Data section START

PR #4142, opened 2019-03-22
Telemetry for Batch Job Performance and RD Statistics

### LINKED ISSUE #4119: UTIL_OrgTelemetry_SObject_BATCH Hits 50 Million QueryLocator Limit
Orgs with more than 50 million Opportunities associated with open-ended Recurring Donations will see an error when the UTIL_OrgTelemetry_SObject_BATCH runs its query on Lines 78-79.

`First error: npsp:Too many query locator rows: 50000001`

seanpat09:
Adds the following telemetry:
* Data_CountRdsWithDiffAmount
* Data_CountRecurringDonationsAll
* Org_LongestRunningBatchLast7Days
* Org_CountTimedOutBatchJobsLast7Days

# Critical Changes

# Changes
## Telemetry Enhancements
* Organizations with more than 50 million Opportunities associated were seeing an error when the UTIL_OrgTelemetry_SObject_BATCH ran. We've implemented batch chunking to resolve these errors.

* NPSP Feature Telemetry collects feature and usage metrics when customers use our products. We use this information to understand the level of usage and adoption of various NPSP features. No personally identifiable information is collected through NPSP Feature Telemetry. We've added the following to NPSP Feature Telemetry:
    - Count of Recurring Donations with at least one Opportunity where the amount differs from the Recurring Donation amount
    - Count of all Recurring Donations
    - Count of  batch jobs that failed with a TIME_OUT error within the last 7 days
    - Count (in minutes) of the  batch job with the longest execution time within the last 7 days
    - For more information about NPSP Feature Telemetry, read: https://powerofus.force.com/articles/Resource/NPSP-Feature-Telemetry

# Issues Closed
* Fixes #4119

# New Metadata
- ApexClass: UTIL_FeatureManagement
- ApexClass UTIL_FeatureManagement_TEST
- FeatureParameterInteger: Data_CountRdsWithDiffAmount
- FeatureParameterInteger: Data_CountRecurringDonationsAll
- FeatureParameterInteger: Org_LongestRunningBatchLast7Days
- FeatureParameterInteger: Org_CountTimedOutBatchJobsLast7Days

# Deleted Metadata


src/classes/UTIL_OrgTelemetry_SObject_BATCH.cls
```diff
@@ -74,10 +88,15 @@ public class UTIL_OrgTelemetry_SObject_BATCH implements Database.Batchable<SObje
      */
     public Database.QueryLocator start(Database.BatchableContext context) {
         switch on (jobMode) {
-            when RECURRING_DONATIONS {
+            when RECURRING_DONATIONS_OPPS {
```
seanpat09: I switched the original job mode to use RECURRING_DONATIONS_OPPS since it was iterating over opportunities instead of Recurring donations

src/classes/UTIL_OrgTelemetry_SObject_BATCH.cls
```diff
@@ -113,14 +136,33 @@ public class UTIL_OrgTelemetry_SObject_BATCH implements Database.Batchable<SObje
...
 
+    /**
+     * @description Process RecurringDonation counters for the specific Opportunity
+     */
+    private void getRecurringDonationsCounts(npe03__Recurring_Donation__c recurringDonation) {
+        rdAllCount++;
+
+        for (Opportunity opp : recurringDonation.npe03__Donations__r) {
+            if (opp.Amount != recurringDonation.npe03__Amount__c) {
+                rdDiffCount++;
```
seanpat09: The quip dock mentioned using the original job to count the recurring donation diffs, but I thought it would be better to do this in the new job so we don't have to keep track of the unique recurring donations.

src/classes/UTIL_OrgTelemetry_SObject_BATCH_TEST.cls
```diff
@@ -36,26 +36,40 @@
...
 private class UTIL_OrgTelemetry_SObject_BATCH_TEST {
 
+    private static UTIL_FeatureManagement_TEST.Mock featureManagementMock = new UTIL_FeatureManagement_TEST.Mock();
+
     /**
      * @description Create test data needed for the unit tests in this class
      */
     @TestSetup
     static void testDataSetup() {
+        TDTM_Config_API.disableAllTriggers();
```
seanpat09: With the FeatureManagement mock, I thought it be easier to set up the test data manually instead of relying on the triggers to create the opportunities so that it's easier to track the counts.

seanpat09:
**lurch: attach W-031524

LurchTheButler:
Tracking <a href="https://foundation.my.salesforce.com/a2x1E000008Ll8FQAS" target="_blank">W-031524</a>

src/featureParameters/Data_CountRdsWithDiffAmount.featureParameterInteger
```diff
@@ -0,0 +1,6 @@
+<?xml version="1.0" encoding="UTF-8"?>
+<FeatureParameterInteger xmlns="http://soap.sforce.com/2006/04/metadata">
+    <dataflowDirection>SubscriberToLmo</dataflowDirection>
+    <masterLabel>Data: Count Of Recurring Donations With A Differing Opportunity Amount</masterLabel>
```
seanpat09: @sam-knox I'm not sure how important these labels are in these feature parameters, but let me know if you want me to change any of them

force2b: @seanpat09 and @sam-knox These labels are not visible to Customers at all. They're actually not visible to us either. They appear in the Cumulus Packaging Org as the description for the Feature Parameter.

src/classes/UTIL_FeatureManagement_TEST.cls
```diff
@@ -0,0 +1,84 @@
...
+        new UTIL_FeatureManagement().setPackageIntegerValue(
+            UTIL_OrgTelemetry_SVC.TelemetryParameterName.Data_CountRdOppsAll.name(),
+            1
+        );
+    }
+
+    /*******************************************************************************************************************
+    * @description Mock for UTIL_FeatureManagement instance
+    */
+    public class Mock implements System.StubProvider {
```
force2b: Can I just say that this is brilliant. When we were having trouble testing these initially it never occurred to me to stub them this way for tests. Great work!!

src/classes/UTIL_OrgTelemetry_SObject_BATCH.cls
```diff
@@ -74,10 +88,15 @@ public class UTIL_OrgTelemetry_SObject_BATCH implements Database.Batchable<SObje
...
     public Database.QueryLocator start(Database.BatchableContext context) {
         switch on (jobMode) {
-            when RECURRING_DONATIONS {
+            when RECURRING_DONATIONS_OPPS {
                 String soql = 'SELECT Id, npe03__Recurring_Donation__r.npe03__Open_Ended_Status__c FROM Opportunity';
                 return Database.getQueryLocator(soql);
             }
+
+            when RECURRING_DONATIONS {
+                String soql = 'SELECT npe03__Amount__c, (SELECT Amount FROM npe03__Donations__r) FROM npe03__Recurring_Donation__c';
```
force2b: Using a sub-query in a queryLocator, especially in a large org, can cause query timeout errors. The recommended best practice for this is to query the main object -- `npe03__Recurring_Donation__c` -- in the QueryLocator and then execute a second query in the `execute()` method to retrieve the related records.

The one concern I have is that we could hit a governor limit in the execute() method if there are more than 50K related Opportunities for the collection of 2000 Recurring Donation Id's. To that end, I recommend changing the batch size of the RecurringDonations job to 200 instead of 2000. That would allow for up to 250 Opportunities per RD, assuming every RD in the batch had that many. Plus generally there are significantly less RD's in an Org than Opps, so a batch size of 200 should still finish pretty fast.

src/classes/UTIL_OrgTelemetry_SObject_BATCH.cls
force2b: Agreed. Good idea.

src/classes/UTIL_OrgTelemetry_SVC.cls
```diff
@@ -195,7 +212,79 @@ public without sharing class UTIL_OrgTelemetry_SVC {
...
+
+        }
+
+        featureManager.setPackageIntegerValue(TelemetryParameterName.Org_LongestRunningBatchLast7Days.name(), longestJobLength);
+    }
+
+    /**
+     * @description Calculates the number of minutes between two date times
+     */
+    private Integer getMinutesBetween(DateTime startDateTime, DateTime endDateTime) {
```
force2b: Not sure this is correct. I tried the following code. The result should be 11 hours (660 minutes), however the method returns 2100 minutes (35 hours).
```
DateTime startDate = DateTime.newInstanceGMT(2019, 03, 01, 23, 00,00);
DateTime endDate = DateTime.newInstanceGMT(2019, 03, 02, 10, 00,00);
System.debug(startDate + ' -> ' + endDate);
System.debug(getMinutesBetween(startDate, endDate));
```

src/classes/UTIL_OrgTelemetry_SVC.cls
```diff
@@ -195,7 +212,79 @@ public without sharing class UTIL_OrgTelemetry_SVC {
...
+
+        featureManager.setPackageIntegerValue(TelemetryParameterName.Org_CountTimedOutBatchJobsLast7Days.name(), countTimeouts);
+    }
+
+    /**
+     * @description Determins whether batch has a time out error using the ExtendedStatus field
+     */
+    private Boolean batchHasTimeoutError(AsyncApexJob job) {
+        String requestTooLongMessge = 'request_running_too_long';
+        String cpuTimeOutMessage = 'cpu time limit';
```
force2b: Were you able to validate the message for `cpu time limit`?

src/classes/UTIL_OrgTelemetry_TEST.cls
```diff
@@ -36,6 +36,7 @@
 @IsTest(IsParallel=false)
 private class UTIL_OrgTelemetry_TEST {
 
+    private static UTIL_FeatureManagement_TEST.Mock featureManagementMock = new UTIL_FeatureManagement_TEST.Mock();
```
force2b: You may be run this in `parallel=true` mode now that you're mocking the feature parameter part. Worth trying if you haven't already.

src/classes/UTIL_OrgTelemetry_SObject_BATCH.cls
force2b: Since this actually iterates over Opportunities, even though it's counting RD related stuff, it probably make sense to rename this enum to `OPPORTUNITIES`.

src/classes/UTIL_OrgTelemetry_BATCH.cls
```diff
@@ -85,11 +86,17 @@ public without sharing class UTIL_OrgTelemetry_BATCH implements Database.Batchab
     public void finish(Database.BatchableContext info) {
         Integer cnt = Database.countQuery('SELECT Count() FROM npe03__Recurring_Donation__c LIMIT 1');
         if (cnt == 1) {
+            Database.executeBatch(new UTIL_OrgTelemetry_SObject_BATCH(
+                    UTIL_OrgTelemetry_SObject_BATCH.TelemetryBatchJobMode.RECURRING_DONATIONS_OPPS), 2000);
+
             Database.executeBatch(new UTIL_OrgTelemetry_SObject_BATCH(
```
force2b: See previous note on the recurring donations job batch size.

src/classes/UTIL_OrgTelemetry_SVC.cls
seanpat09: Yup, the actual full message if you get a time out during a a batch is `First error: Apex CPU time limit exceeded`

src/classes/UTIL_OrgTelemetry_SVC.cls
seanpat09: Ah for some reason I was removing a day from the start date in the method, probably from when I was originally testing the logic. Good catch! I'll add a unit test, date/time calculations are confusing enough to warrant one even if it is a private method

src/classes/UTIL_OrgTelemetry_TEST.cls
```diff
@@ -73,80 +74,249 @@ private class UTIL_OrgTelemetry_TEST {
...
+    /**
+     * @description Validates calculation in getMinutesBetween()
+     */
+    @IsTest
+    private static void shouldCalculateMinutesBetweenTwoDateTimes() {
+        UTIL_OrgTelemetry_SVC service = new UTIL_OrgTelemetry_SVC();
+        DateTime startDate = DateTime.newInstanceGMT(2019, 03, 01, 23, 00,00);
+        DateTime endDate = DateTime.newInstanceGMT(2019, 03, 02, 10, 00,00);
+
+        System.assertEquals(660, getMinutesBetween(startDate, endDate),
```
force2b: @seanpat09 The `getMinutesBetween` method needs the class name to compile.

seanpat09:
@force2b made the suggested changes, thanks again for the feedback. Let me know if there is anything else!

src/classes/UTIL_FeatureManagement_TEST.cls
RadSFDeveloper: I second that, brilliant work on using stubs and testing overall, @seanpat09 !

src/classes/UTIL_OrgTelemetry_SObject_BATCH_TEST.cls
```diff
@@ -67,7 +81,166 @@ private class UTIL_OrgTelemetry_SObject_BATCH_TEST {
...
+    /**
+     * @description Builds test opportunity records with the given field values
+     */
+    private static List<Opportunity> buildOpps(Integer numOpps, Map<Schema.SObjectField, Object> fieldValues) {
+        List<Opportunity> opps = new List<Opportunity>();
+
+        for (Integer i = 0; i < numOpps; i++) {
+            Opportunity opp = new Opportunity(
+                Name = 'Test Opp ' + i,
+                StageName = 'Closed Won',
```
RadSFDeveloper: Let's use `UTIL_UnitTestData_TEST.getClosedWonStage()` instead of the value.

src/classes/UTIL_OrgTelemetry_BATCH.cls
RadSFDeveloper: Should we have a comment (or local var and description, or property) here indicating why certain batch sizes are used so anyone changing the code down the road does not change the batch size?

src/classes/UTIL_OrgTelemetry_SVC.cls
```diff
@@ -195,7 +222,80 @@ public without sharing class UTIL_OrgTelemetry_SVC {
...
+     */
+    private void handleLongestRunningBatchLast7Days() {
+        Integer longestJobLength = 0;
+
+        for (AsyncApexJob job : [
+            SELECT CreatedDate, CompletedDate
+            FROM AsyncApexJob
+            WHERE CreatedDate = LAST_N_DAYS:7
+                AND JobType = 'BatchApex'
+                AND Status IN ('Aborted', 'Completed', 'Failed')
```
RadSFDeveloper: Suggestion: use either status constants, or have a class property that is `Set<String> completedBatchStatuses = new Set<String>{  'Aborted', 'Completed', 'Failed' }` since they are used in more than one query.  So the query here would be `AND Status IN :completedBatchStatuses`? 
Similar comment is for the namespaces.

src/classes/UTIL_OrgTelemetry_BATCH.cls
seanpat09: Good idea, I'll add a constant with a description

seanpat09:
**lurch: attach W-031902

LurchTheButler:
Tracking <a href="https://foundation.my.salesforce.com/a2x1E000008LlcUQAS" target="_blank">W-031902</a>

patrick-yan-sf:

https://salesforce.quip.com/8aKBACw5QLqb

Data section END

◆ What you need to do ◆
From the top of the material above, print every line exactly, ending with the line that holds "# New Metadata".

◆ Exercise solution ◆
PR #4142, opened 2019-03-22
Telemetry for Batch Job Performance and RD Statistics

### LINKED ISSUE #4119: UTIL_OrgTelemetry_SObject_BATCH Hits 50 Million QueryLocator Limit
Orgs with more than 50 million Opportunities associated with open-ended Recurring Donations will see an error when the UTIL_OrgTelemetry_SObject_BATCH runs its query on Lines 78-79.

`First error: npsp:Too many query locator rows: 50000001`

seanpat09:
Adds the following telemetry:
* Data_CountRdsWithDiffAmount
* Data_CountRecurringDonationsAll
* Org_LongestRunningBatchLast7Days
* Org_CountTimedOutBatchJobsLast7Days

# Critical Changes

# Changes
## Telemetry Enhancements
* Organizations with more than 50 million Opportunities associated were seeing an error when the UTIL_OrgTelemetry_SObject_BATCH ran. We've implemented batch chunking to resolve these errors.

* NPSP Feature Telemetry collects feature and usage metrics when customers use our products. We use this information to understand the level of usage and adoption of various NPSP features. No personally identifiable information is collected through NPSP Feature Telemetry. We've added the following to NPSP Feature Telemetry:
    - Count of Recurring Donations with at least one Opportunity where the amount differs from the Recurring Donation amount
    - Count of all Recurring Donations
    - Count of  batch jobs that failed with a TIME_OUT error within the last 7 days
    - Count (in minutes) of the  batch job with the longest execution time within the last 7 days
    - For more information about NPSP Feature Telemetry, read: https://powerofus.force.com/articles/Resource/NPSP-Feature-Telemetry

# Issues Closed
* Fixes #4119

# New Metadata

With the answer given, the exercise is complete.